In April of this year, Accident & Emergency departments at the two hospitals operated by Barking, Havering and Redbridge University Hospitals NHS Trust attended to only 77% of the 11,281 patients admitted, within the required four-hour timeframe set out by the NHS. In April 2019 A&E departments at the two hospitals attended to over 80% of the far higher number of 25,618 patients that attended.
These numbers raise several concerns for medico-legal specialist, Jason Brady, of Blackwater Law, who says:
“In April, 2,591 people attended Queen’s and King George Hospital’s Accident & Emergency Departments and waited more than four hours to be admitted, transferred or discharged. That is 2,591 people whose diagnosis, care and treatment may have been impacted.”
“April 2020 saw attendances at A&E departments at Queen’s and King George Hospitals fall by 55% compared to the same month a year ago, but the hospitals still could only admit, transfer or discharge 77% of patients within four hours, against an NHS target of 95%. As A&E attendances increase in line with the easing of lockdown measures, I am concerned as to the ability of A&E departments to cope with the increase in demand on their services and the timeliness of care that will be provided. These services should continue to be resourced as much as possible alongside the Trust’s response to the Coronavirus situation.”
“NHS Trust management clearly have an extremely difficult task at the moment, but Accident & Emergency departments provide an important service and should receive the resources they need as much as possible to deal with patients in a timely fashion. Delays in diagnoses and treatment within A&E departments can impact on conditions and injuries or lead to unnecessary injuries and symptoms and it can sometimes lead to loss of life.”
Mr Brady states,
“We would not want non-coronavirus NHS patients to be indirectly affected due to the virus.”
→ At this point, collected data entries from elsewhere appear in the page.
PR #182, opened 2017-02-02
Fixes #178, fixes #63: Redesigned return value of async. operation methods

### LINKED ISSUE #63: JSON objects returned by asynchronous methods are not convenient
The resource class methods invoking asynchronous HMC operations return the JSON object returned by the HMC if `wait_for_completion=False`. The only information returned in that object is the URI of the Job object.

Proposal: Change the return value to return a new `Job` object that is a resource object filled with just its URI, and that has a method to pull the job status.

### LINKED ISSUE #178: Doc says that partition.start() and partition.stop() should return None, but it retuns something
### Actual behavior
partiton.start() returns a Dict like this:

OrderedDict([(u'status', u'complete'), (u'job-status-code', 200), (u'job-results', OrderedDict()), (u'job-reason-code', 0)])

### Expected behavior
Along the docs [1], I would ave expected that it returns None

"Returns:	If wait_for_completion is True, returns None."
And the docs also says:
"start(wait_for_completion=True)" is the default

### Execution environment

* zhmcclient version: 0.9.0
* Operating system (type+version): ubuntu 14 x86

[1] http://python-zhmcclient.readthedocs.io/en/stable/resources.html#partitions

andy-maier:
Please review and merge.

**Note the incompatible change of the return value of async methods.**

Motivation:
- This fixes a discrepancy between the documentation that states `None` is returned in case of `wait_for_completion=True`, and the code that returned the response of the 'Query Job Status' operation as a JSON object. See issue #178.
- Because the return value changes anyway, this change also improves the return value in case of `wait_for_completion=False`, by returning an object of a new `Job` class.

Details:
- Changed the return type of all methods on resource classes that invoke asynchronous operations (i.e. all methods that have a `wait_for_completion` parameter), as follows:
  - For `wait_for_completion=True`, the JSON object in the 'job-results' field is now returned, or `None` if not present (i.e. no result data). Previously, the complete response was returned as a JSON object.
  - For `wait_for_completion=False`, a new `Job` object is now returned that allows checking and waiting for completion directly on the `Job` object. Previously, the whole response of the 'Query Job Status' operation was returned as a JSON object, and the job completion was checked on the `Session` object, and one could not wait for completion.
- Updated documentation, unit test cases for the `_session` module, and the examples `async_job_polling.py` and `jms_notifications.py` to accomodate the changed return values.
- Changed default of the `wait_for_completion` parameter on the `Session.post()` methods from `True` to `False`, in order to avoid superfluos timestats entries for the async method + completion polling, if the method was synchronous or asynchronous with `wait_for_completion=False`.

### DIFF
--- a/docs/changes.rst
+++ b/docs/changes.rst
@@ -27,11 +27,35 @@ Released: not yet
 
 **Incompatible changes:**
 
+* Changed the return value of all methods on resource classes that invoke
+  asynchronous operations (i.e. all methods that have a `wait_for_completion`
+  parameter), as follows:
+
+  - For `wait_for_completion=True`, the JSON object in the 'job-results' field
+    is now returned, or `None` if not present (i.e. no result data).
+    Previously, the complete response was returned as a JSON object.
+
+  - For `wait_for_completion=False`, a new `Job` object is now returned that
+    allows checking and waiting for completion directly on the `Job` object.
+    Previously, the whole response of the 'Query Job Status' operation was
+    returned as a JSON object, and the job completion was checked on the
+    `Session` object, and one could not wait for completion.
+
+* Changed the default value of the `wait_for_completion` parameter of the
+  `Session.post()` method from `True` to `False`, in order to avoid
+  superfluos timestats entries. This method is not normally used by
+  users of the zhmcclient package.
+
 **Deprecations:**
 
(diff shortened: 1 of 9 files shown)


leopoldjuergen:
+1

PR #194, opened 2017-02-06
Added send_os_command method to partition and lpar

abrezovsky:
send_os_message allows the client to send messages to the object's operating
system. The method takes in a string for the command and and optional boolean
to indicate a priority. The method returns nothing because the HMC API returns
a response with no content. A status code 409 is returned from the API if the
message interface is not available.

Signed-off-by: Andrew Brezovsky <abrezovsky@gmail.com>

### DIFF
--- a/zhmcclient/_lpar.py
+++ b/zhmcclient/_lpar.py
@@ -351,3 +351,37 @@ class Lpar(BaseResource):
         result = self.manager.session.post(
             self.uri + '/operations/open-os-message-channel', body)
         return result['topic-name']
+
+    def send_os_command(self, os_command_text, is_priority=False):
+        """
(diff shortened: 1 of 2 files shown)


andy-maier:
Andrew, I have only these minor comments:
- Please change `true` and `false` in the description of `is_priority` in the docstrings to `True` and `False` (still in backquotes).

Also, we changed the setup of the CI systems, which is the reason the "continuous-integration/appveyor/branch" check shows up as under way, but it was just added (again). This will automatically take care of itself once you push your update to the PR.

andy-maier:
+1

leopoldjuergen:
+1

leopoldjuergen:
Created a new issue #203

PR #195, opened 2017-02-06
Fixes #6, Fixes #191: Timeout support for async methods; deferred status polling for LPAR

### LINKED ISSUE #6: Timeout support
Add support for timing out HTTP requests.

### LINKED ISSUE #191: Deferred status transition with Lpar.activate() and deactivate()
When the `Lpar.activate()` and `deactivate()` methods complete (e.g. by returning after being called with `wait_for_completion=True`), the LPAR state may not have reached the desired state, and a subsequent status retrieval still reports the old state.

This does not happen always, and the exact circumstances are not fully understood at this point.

As a result, users of the zhmcclient have to code around this and loop on status retrieval until the desired state is reached.

The zhmcclient could take care of that by performing the stats polling inside of these methods for the `wait_for_completion=True` case, making life easier for the user. In the `wait_for_completion=False` case, adressing this is more complex, but not impossible, given that we have PR #182: The async method could return a new subclass of `Job` that implements its check and wait methods such that completion includes polling for the desired status.

Discussion points:
* Should we do this at all?
* Should a timeout be added? (see Issue #6)

andy-maier:
Please review and merge.

Please focus on the changes at the API, more than on the implementation code.

Good questions would be, for example:

- The new `TimeoutError` class is used for both async operation timeouts and status polling timeouts, and it does not have a machine-readable way to distinguish these cases. This affects only the `Lpar.activate/dectivate/load()` methods. Is this good enough?
- Are the default timeouts right (see the new `_constants.py` module)?
- The use of `Lpar.activate/dectivate/load()` with `wait_for_completion=False` returns a Job object that can handle the waiting for job completion, but not the waiting for deferred status update. On the one hand, this may be what you expect from an asynchronous job, on the other hand, it is not consistent with the `wait_for_completion=True` case, where both is done by the zhmcclient library.

Details, from the commit message:

- Added exception class `TimeoutError` that is used to indicate operation timeout and status polling timeout.
- Added support for deferred status polling to the `Lpar.activate/deactivate/load()` methods.i
  Background: The HMC operations issued by these methods exhibit show deferred status ibehavior, which means that it takes a few seconds after successful completion of the async job that executes the operation, until the new status can be observed in the 'status' property of the LPAR resource.
  These methods will poll the LPAR status until the desired status value is reached. A status timeout can be specified via a new `status_timeout` parameter to these methods, which defaults to 1h. The long timeout duration means this is just a last resort.
- Added operation timeout support to `Session.post()` and to all resource methods with a `wait_for_completion` parameter (i.e. the asynchronous methods). The operation timeout on the async methods can be specified via a new `operation_timeout` parameter, which defaults to no timeout.
- Added a new module `_constants` to define the default timeout values for the operation timeout and the status timeout.

### DIFF
--- a/design/network-errors.rst
+++ b/design/network-errors.rst
@@ -1,0 +1,380 @@
+.. Copyright 2017 IBM Corp. All Rights Reserved.
+..
+.. Licensed under the Apache License, Version 2.0 (the "License");
+.. you may not use this file except in compliance with the License.
+.. You may obtain a copy of the License at
+..
+..    http://www.apache.org/licenses/LICENSE-2.0
+..
+.. Unless required by applicable law or agreed to in writing, software
+.. distributed under the License is distributed on an "AS IS" BASIS,
+.. WITHOUT WARRANTIES OR CONDITIONS OF ANY KIND, either express or implied.
+.. See the License for the specific language governing permissions and
+.. limitations under the License.
+..
+
+================================================
+Design for handling network errors in zhmcclient
+================================================
+
+The zhmcclient package uses the Python
+`requests <https://pypi.python.org/pypi/requests/>`_ package for any HMC REST
+API calls, and the Python `stomp <https://pypi.python.org/pypi/stomp/>`_
+package for handling HMC JMS notifications.
+
+This design document covers error handling using the `requests` package.
+
+Some facts
+==========
+
+Layering of components
+----------------------
+
+The following picture shows the layering of components w.r.t. networking:
+
+::
+
+  +---------------------+
+  |                     |
+  |  application (py)   |
+  |                     |
+  +---------------------+
+  |                     |
+  |   zhmcclient (py)   |
+  |                     |
+  +---------------------+
+  |                     |
+  |    requests (py)    |
+  |                     |
+  +---------------------+
+  |                     |  - Handles HTTP connection keep-alive and pooling
+  |    urllib3 (py)     |  - Handles HTTP basic/digest authentication
+  |  (part of requests) |  - Handles HTTP request retrying
+  +---------------------+
+  |                     |
+  |    httplib (py)     |
+  |                     |
+  +---------------+     |
+  |               |     |
+  |  socket (py)  |     |
+  |               |     |
+  +---------------+-----+
+  |    _socket (py)     |
+  |                     |
+  |  _socketmodule.so   |
+  |                     |
+  +---------------------+  - Handles read timeouts ??
+  |     socket API      |  - Handles connection timeouts ??
+  |    TCP/IP stack     |  - Handles SSL certificate verification ??
+  |                     |  - Handles TCP packet retransmission
+  +---------------------+
+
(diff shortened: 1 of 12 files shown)


abrezovsky:
+1

andy-maier:
+1

andy-maier:
Resetting this to [WIP] for the moment, until the design of PR #195 has been reviewed, in order to figure out how these two come together.

andy-maier:
This PR needs to be updated, by rebasing it upon PR #206, and by supporting the two timeouts via the RetryTimeoutConfig class at the session level.

andy-maier:
The PR has been rebased and extended as described in this PR and in iisue #191.

abrezovsky:
I would really love for this to be in the next release. As it solves a fundamental issue with fully fledged automation.

leopoldjuergen:
Get problem with read timeout with example get_partial_and_full_properties.py
I think we have to adjust the timeouts.
```
(venv) vagrant@vagrant-ubuntu-trusty-64:/vagrant/examples$ ./get_partial_and_full_properties.py hmccreds.yaml 

Example shows how to get partial and full properties for CPCs
and for LPARs of a CPC.

Using HMC XXX.XXX.XXX.XXX with userid ensadmin ...
Listing CPCs with full_properties=False ...
Duration: 0:00:00.586465
Number of properties of CPC P0ZHMP02: 3
Number of properties of CPC P0000P30: 3
Listing CPCs with full_properties=True ...
Traceback (most recent call last):
  File "./get_partial_and_full_properties.py", line 84, in <module>
    cpcs = cl.cpcs.list(full_properties)
  File "<decorator-gen-18>", line 2, in list
  File "/vagrant/venv/local/lib/python2.7/site-packages/zhmcclient/_logging.py", line 132, in wrapper
    result = func(*args, **kwargs)
  File "/vagrant/venv/local/lib/python2.7/site-packages/zhmcclient/_cpc.py", line 149, in list
    resource_obj.pull_full_properties()
  File "/vagrant/venv/local/lib/python2.7/site-packages/zhmcclient/_resource.py", line 204, in pull_full_properties
    full_properties = self.manager.session.get(self._uri)
  File "<decorator-gen-4>", line 2, in get
  File "/vagrant/venv/local/lib/python2.7/site-packages/zhmcclient/_logging.py", line 132, in wrapper
    result = func(*args, **kwargs)
  File "/vagrant/venv/local/lib/python2.7/site-packages/zhmcclient/_session.py", line 601, in get
    _handle_request_exc(exc)
  File "/vagrant/venv/local/lib/python2.7/site-packages/zhmcclient/_session.py", line 63, in _handle_request_exc
    raise ConnectionError(_request_exc_message(exc), exc)
zhmcclient._exceptions.ConnectionError: HTTPSConnectionPool(host='XXX.XXX.XXXX.XXX', port=6794): Read timed out. (read timeout=30)
```

leopoldjuergen:
+1

PR #200, opened 2017-02-13
Fixes #199: Added minimum version 4.0.0 to 'decorate' dependency.

### LINKED ISSUE #199: Minimum version for decorator dependency is missing
### Actual behavior

The zhmcclient package uses the "decorator" Python package, and correctly specifies that package as a dependency in its `requirements.txt` file. However, the zhmcclient package uses the `decorator.decorate()` function from that package, which was introduced only in its version 4.0.0.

There is a real concern that people with illnesses other than coronavirus, who need urgent medical attention, are avoiding GPs and hospitals – in part explaining the fall in A&E attendances. These include people who may have had a stroke, heart attack or suffered some other serious ailment, illness or injury. The British Heart Foundation and Stroke Association have, amongst other organisations, expressed serious concerns at the dramatic falls in the number of people presenting themselves with early symptoms for diagnosis and treatment.
Attendances are however likely to be deferred, rather than avoided. Demand for GP and A&E services will see a resurgence and NHS trusts will need to effectively and efficiently contend with this alongside their coronavirus response.
If people continue to avoid or defer medical attention when symptoms of an illness first present, or they suffer an injury, their condition is more likely to be a critical or serious one when they do eventually present themselves, adding additional strain to A&E resources.